[[ DATASET RECORDS open ]]

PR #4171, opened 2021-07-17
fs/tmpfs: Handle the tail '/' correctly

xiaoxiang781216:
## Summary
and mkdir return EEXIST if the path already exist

[[ DATASET RECORDS closed ]]

◆ EXERCISE BRIEF
Would you write out all the records exactly as they read?

◆ ANSWER
PR #4171, opened 2021-07-17
fs/tmpfs: Handle the tail '/' correctly

xiaoxiang781216:
## Summary
and mkdir return EEXIST if the path already exist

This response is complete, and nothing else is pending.